Yup Hitman 2 As well as 3 will definetly run on ur system but u have to reduce the resolution settings to 800x600 or 640x480 atleast.....With 256MB ram it should do away quite smoothly  

Btw u need not necessarily have an Agp card to run this game.....Minimum of 16MB Vram is sufficient for Gameplay although it must support Hardware T&L


----------



## ctrl_alt_del (Mar 24, 2005)

Strike out Hardware T&L. My onboard SiS 650 doesn't have Harware T&L yet Hitman 2 runs fine. Offcourse the resolution will be around 800*600 but the game play will be pretty smooth.
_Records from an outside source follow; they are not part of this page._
PR #392, opened 2022-07-18
refactoring: use salt for authentication

martintomas:
This tweak is related to bug discovered by @clementprdhomme and documented at https://vizzuality.atlassian.net/browse/LET-793. I have run couple of tests and I am almost 100% sure that bug is cased by FE implementation. First of all when testing same flow via Rswag documentation (https://staging.hecoinvest.org/backend/api-docs/index.html), logout always works properly. Backoffice uses same logic for login/logout and it works there as well. I believe that when FE calls logout API (which removes active user session from browser), it is returned by some piece of code back into play by FE. I was not able to find exact cause why this happens, sometimes logout works properly, sometimes it does not, from my point of view, everytime I clicked on `Account information` at user profile, I have not logged out properly afterwards so maybe problem is there.

Whatever, I am adding mechanism which invalidates auth session so even when It somehow survives at user browser after logout, It will not be valid anymore and user will be required to login again. There is just minor cons to this approach --> If user is logged in at multiple places at same time (for example desktop and mobile), he gets logged out from both devices on logout. I don't think this is issue for us, but to deal with this cons would require some more robust API key management, which goes again purpose of using sessions and keep auth simple.

## Testing instructions

Just check that logout via Rswag documentation still works. User should be always logged out at FE (test after merge ;))

## Tracking

https://vizzuality.atlassian.net/browse/LET-793

### DIFF
--- a/backend/app/controllers/api/v1/sessions_controller.rb
+++ b/backend/app/controllers/api/v1/sessions_controller.rb
@@ -17,7 +17,9 @@ module API
       end
 
       def destroy
-        sign_out current_user
+        user = current_user
+        sign_out user
+        user.invalidate_session!
         head :ok
       end
     end
--- a/backend/app/models/user.rb
+++ b/backend/app/models/user.rb
@@ -51,6 +51,14 @@ class User < ApplicationRecord
   end
   alias_method :to_s, :full_name
 
+  def invalidate_session!
+    update! token: SecureRandom.hex, remember_created_at: nil
+  end
+
+  def authenticatable_salt
+    "#{super}#{token}"
+  end
+
   private
 
   def confirmation_sent_within_limited_period?
--- a/backend/db/migrate/20220718082600_add_token_to_users.rb
+++ b/backend/db/migrate/20220718082600_add_token_to_users.rb
@@ -1,0 +1,5 @@
+class AddTokenToUsers < ActiveRecord::Migration[7.0]
+  def change
+    add_column :users, :token, :string
+  end
+end
--- a/backend/db/schema.rb
+++ b/backend/db/schema.rb
@@ -10,7 +10,7 @@
 #
 # It's strongly recommended that you check this file into your version control system.
 
-ActiveRecord::Schema[7.0].define(version: 2022_07_13_091005) do
+ActiveRecord::Schema[7.0].define(version: 2022_07_18_082600) do
   # These are extensions that must be enabled in order to support this database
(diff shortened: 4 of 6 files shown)


tsubik:
I think this should be fixed on frontend. Just looked at the requests in Network Tab and I think I know what is the problem. Sign out works well from Home Page it does not from Dashboard. Look what happens when signout out from Dashboard (waterfall column) 
image

There is racing between getting current project developer and DELETE session, result of current developer is later so session is set again. cc @clementprdhomme

tsubik:
The sign out should possible just simple DELETE request followed by frontend redirect to home page in my opinion. I see it is a Next.js page, which probably first loading current user. The solution would be either wait for current user to be loaded there or change it to be just request and redirect in hooks.

tsubik:
I'm not sure if this PR will help with all possible racing conditions.

martintomas:
> I think this should be fixed on frontend. Just looked at the requests in Network Tab and I think I know what is the problem. Sign out works well from Home Page it does not from Dashboard. Look what happens when signout out from Dashboard (waterfall column) image
> 
> There is racing between getting current project developer and DELETE session, result of current developer is later so session is set again. cc @clementprdhomme

Np, If this can be easily fixed on FE, I can close this PR later on ;). This is from my point of view more robust solution which fixes this as well and makes sure that user is truly always logged out even at situations when something like this occurs on FE. On other hand, comes with some cons :)

martintomas:
> I'm not sure if this PR will help with all possible racing conditions.

It should 🤔 . Ofc if FE sends request to some endpoint before logout finishes, it will not help. But all other requests after logout will be blocked and user will be required to sign-in.

tsubik:
Hmm, but I like the idea of invalidate all sessions, kinda another security layer, just thinking if that would help with everything. We don't use "remember me" token so as you said there will be almost no harm with logging out from all devices, as I guess anyone browsers will be closed.

martintomas:
> Hmm, but I like the idea of invalidate all sessions, kinda another security layer, just thinking if that would help with everything. We don't use "remember me" token so as you said there will be almost no harm with logging out from all devices.

Soo we can keep this :), but maybe complete fix of this bug will require also some FE tweak 🙃

tsubik:
Yeah, I guess so, just in case we change our minds or something will not work as we wished for.

tsubik (approved):

PR #394, opened 2022-07-18
test: Invitation API can be used to resend invitation.

martintomas:
I am adding test which ensures that invitation API `POST /api/v1/invitation` can be used to resend invitation (already invited users can be invited again). In such case, user receives new email with NEW invitation token --> that also means that previous email is no more usable.

## Testing instructions

Via Rswag -- invite some user twice. He should receive email for every invitation attempt.

## Tracking

https://vizzuality.atlassian.net/browse/LET-461

### DIFF
--- a/backend/spec/requests/api/v1/invitation_spec.rb
+++ b/backend/spec/requests/api/v1/invitation_spec.rb
@@ -104,7 +104,7 @@ RSpec.describe "API V1 Invitation", type: :request do
           end
 
           it "sends emails" do
-            mails = ActionMailer::Base.deliveries[-2..]
+            mails = ActionMailer::Base.deliveries.last(2)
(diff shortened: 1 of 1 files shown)


backend/spec/requests/api/v1/invitation_spec.rb
```diff
@@ -96,17 +96,37 @@
...
+          run_test!
 
-        it "matches snapshot", generate_swagger_example: true do
-          expect(response.body).to match_snapshot("api/v1/invitation-create")
+          it "matches snapshot", generate_swagger_example: true do
+            expect(response.body).to match_snapshot("api/v1/invitation-create")
+          end
+
+          it "sends emails" do
+            mails = ActionMailer::Base.deliveries[-2..]
```
tsubik, line 107: `last(2)` I think it is easier to read.

tsubik (approved):

PR #395, opened 2022-07-18
Update the Discover map's layers

clementprdhomme:
This PR updates the layers on the Discover maps so that they are functional and display correctly.

## Testing instructions

Turn on the layers one by one.

## Tracking

[LET-413](https://vizzuality.atlassian.net/browse/LET-413)


SARodrigues (approved):
That was a ton of work! Thank you!  

I'm curious as to why I couldn't get the deck layers to render/decode, but unfortunately I no longer have the branch I was working on.

PR #397, opened 2022-07-18
Return entities details in account language when no locale given

agnessa:
Changed default locale for `show` actions of projects, project developers, open calls and investors. When locale not given, these endpoints will return content in the language of the account. Please note: we're disregarding the language of original input here (i.e. the language column in respective tables) and instead we're always checking the account language. That is because currently we can disregard the scenario of account language change.

At the same time I tried to tidy up how we present language settings to FE. So far we were only exposing the "language" column of the 4 entities, which is kind of not used (based on existing user stories), and we were not exposing the account language or user ui language anywhere. So what I did is I added `account_language` to all serializers (user, project, project developer, open call, investor) and `ui_language` to user serializer.

## Testing instructions

I am not sure why locale was not previously possible to pass as parameter in swagger, I added it so this can be tested more easily.

## Tracking

https://vizzuality.atlassian.net/browse/LET-791?atlOrigin=eyJpIjoiZjA1OTU0ZmZiNjlkNGRlOWI3NWY2NTZkYzkwZGRjNDciLCJwIjoiaiJ9

https://vizzuality.atlassian.net/browse/LET-792?atlOrigin=eyJpIjoiNTZkOWI3NDg1MzZiNDYwZjgzMzVkNmI3MjVhZDEwZjYiLCJwIjoiaiJ9

### DIFF
--- a/backend/app/controllers/api/v1/investors_controller.rb
+++ b/backend/app/controllers/api/v1/investors_controller.rb
@@ -4,6 +4,7 @@ module API
       include API::Pagination
 
       before_action :fetch_investor, only: :show
+      around_action(only: [:show]) { |_controller, action| set_locale(@investor&.account&.language, &action) }
       load_and_authorize_resource
 
       def index
--- a/backend/spec/requests/api/v1/investors_spec.rb
+++ b/backend/spec/requests/api/v1/investors_spec.rb
@@ -6,9 +6,14 @@ RSpec.describe "API V1 Investors", type: :request do
     create_list(:investor, 6, sdgs: [1, 5])
     @unapproved_investor = create(:investor, account: create(:account, review_status: :unapproved, users: [create(:user)]))
     @approved_account = create(:account, review_status: :approved, users: [create(:user)])
+    @investor_in_pt = create(
+      :investor,
+      account: create(:account, about_en: "About EN", about_es: "About ES", about_pt: "About PT", language: "pt"),
+      sdgs: [1, 5]
+    )
   end
 
-  include_examples :api_pagination, model: Investor, expected_total: 7
+  include_examples :api_pagination, model: Investor, expected_total: 8
 
   path "/api/v1/investors" do
     get "Returns list of the investors" do
@@ -24,6 +29,7 @@ RSpec.describe "API V1 Investors", type: :request do
       parameter name: "filter[ticket_size]", in: :query, type: :string, required: false, description: "Filter records. Use comma to separate multiple filter options."
       parameter name: "filter[full_text]", in: :query, type: :string, required: false, description: "Filter records by provided text."
       parameter name: :sorting, in: :query, type: :string, enum: ["name asc", "name desc", "created_at asc", "created_at desc"], required: false, description: "Sort records."
+      parameter name: :locale, in: :query, type: :string, required: false, description: "Retrieve content in required language, skip for account language."
 
       let(:sorting) { "name asc" }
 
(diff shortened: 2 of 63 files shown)


backend/app/controllers/api/v1/investors_controller.rb
```diff
@@ -4,6 +4,7 @@ class InvestorsController < BaseController
       include API::Pagination
 
       before_action :fetch_investor, only: :show
+      around_action :set_locale, only: [:show]
```
martintomas, line 7: I have seen that this repeats here soo often and only difference in method implementation is how you retrieve record language. Maybe you could define `proc` (https://guides.rubyonrails.org/action_controller_overview.html#other-ways-to-use-filters) here and reuse `set_locale` everywhere:
```
around_action { |_controller, action| set_locale(@investor&.account&.language, &action) }, only: [:show]
```

backend/app/controllers/api/v1/investors_controller.rb
```diff
@@ -32,15 +33,22 @@ def show
       private
 
       def fetch_investor
-        return @investor = Investor.find(params[:id]) if fetching_by_uuid?
+        return @investor = Investor.includes(:account).find(params[:id]) if fetching_by_uuid?
```
martintomas, line 36: Not 100% sure, but when you use `find` to retrieve only one record, does it makes sense to use preloading with includes?

backend/spec/requests/api/v1/investors_spec.rb
```diff
@@ -126,6 +128,30 @@
 
           run_test!
         end
+
+        context "account language" do
+          let(:investor_in_pt) {
+            account = @investor.account
+            account.update_columns(about_en: "About EN", about_es: "About ES", about_pt: "About PT", language: "pt")
```
martintomas, line 135: To be honest, something about these `let` examples where you update columns feels wrong. I thing it makes more sense to just create new record which suits your needs or put this data manipulation into `before` block.

martintomas (commented):
I know this is just draft, but caught my attention 😊

backend/app/controllers/api/v1/investors_controller.rb
agnessa: sure, less of a problem than with list, but still one query instead of 2? and also makes you remember this other object is used for something in this call, maybe I like to be too explicit sometimes 😊

backend/spec/requests/api/v1/investors_spec.rb
agnessa: yes! it feels so wrong, but I got so tired of trying to create fresh objects, I get validation errors about duplicated email which I think come from a user object created somewhere I cannot put a finger on 😫

backend/app/controllers/api/v1/investors_controller.rb
agnessa: OK, actually I started wondering whether I need this at all, so I was going to remove the around_action, but this is better

backend/app/controllers/api/v1/investors_controller.rb
martintomas: Aha, oki douky. I though that 2 queries will be triggered as well in this case (one for loading investor and one for loading account) and power of includes is that when list of investors is obtained, it needs only one extra query to load all accounts. Whatever, will need to check doc at future to make sure :D

martintomas: Nice description of difference between includes/join/preload, etc. https://scoutapm.com/blog/activerecord-includes-vs-joins-vs-preload-vs-eager_load-when-and-where. From there:
```
Does includes always generate a separate query to fetch the records in the relationship?
No. includes will either use a separate query (like above) or a LEFT OUTER JOIN. If you have a where or order clause that references a relationship, a LEFT OUTER JOIN is used versus a separate query.
```
so in this case, it should truly use 2 queries 🤔

agnessa: OK, you're right, makes no sense! 👍

backend/spec/requests/api/v1/investors_spec.rb
agnessa: right, it seems to work in `before_all` 👍

martintomas (approved):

The Glacial engine handles pretty well even on a low-end system like mine.


----------



## Ethan_Hunt (Mar 25, 2005)

ctrl_alt_del said:
			
		

> Strike out Hardware T&L.



Lets not strike it out just yet.....Well albeit not a complusion for the game to start, the Textures are rendered very smoothly with this option On from its configuration Menu.....Hell the game even ran on a Intel 810 Board that my friend had for a while  but refused later on (dun know what happened)


----------



## ctrl_alt_del (Mar 25, 2005)

LOL! I didn't mean to strike it out completely. I just said that even with no support for it, the game would run. Ofcourse the performance would be degarded but sometimes gamers are willing to play the game even if at the cost of a little performance.


----------



## Ethan_Hunt (Mar 25, 2005)

Lol....No hard feelings bro  
this is Game is well tweaked for its graphic requirements and surprisingly Hitman:contracts was also on same lines for its graphic requirements but Requires Min 256MB Ram for normal enough gameplay or it lags heavily......Kudos To Edios Interactive for for such making a game 8) Oh Btw Cody did ya complete Hitman Contracts


----------



## ctrl_alt_del (Mar 25, 2005)

Oh yeah, long back! Even though I was dissapointed at it for not turning out to be as good as Hitman :SA, still it was fun.


----------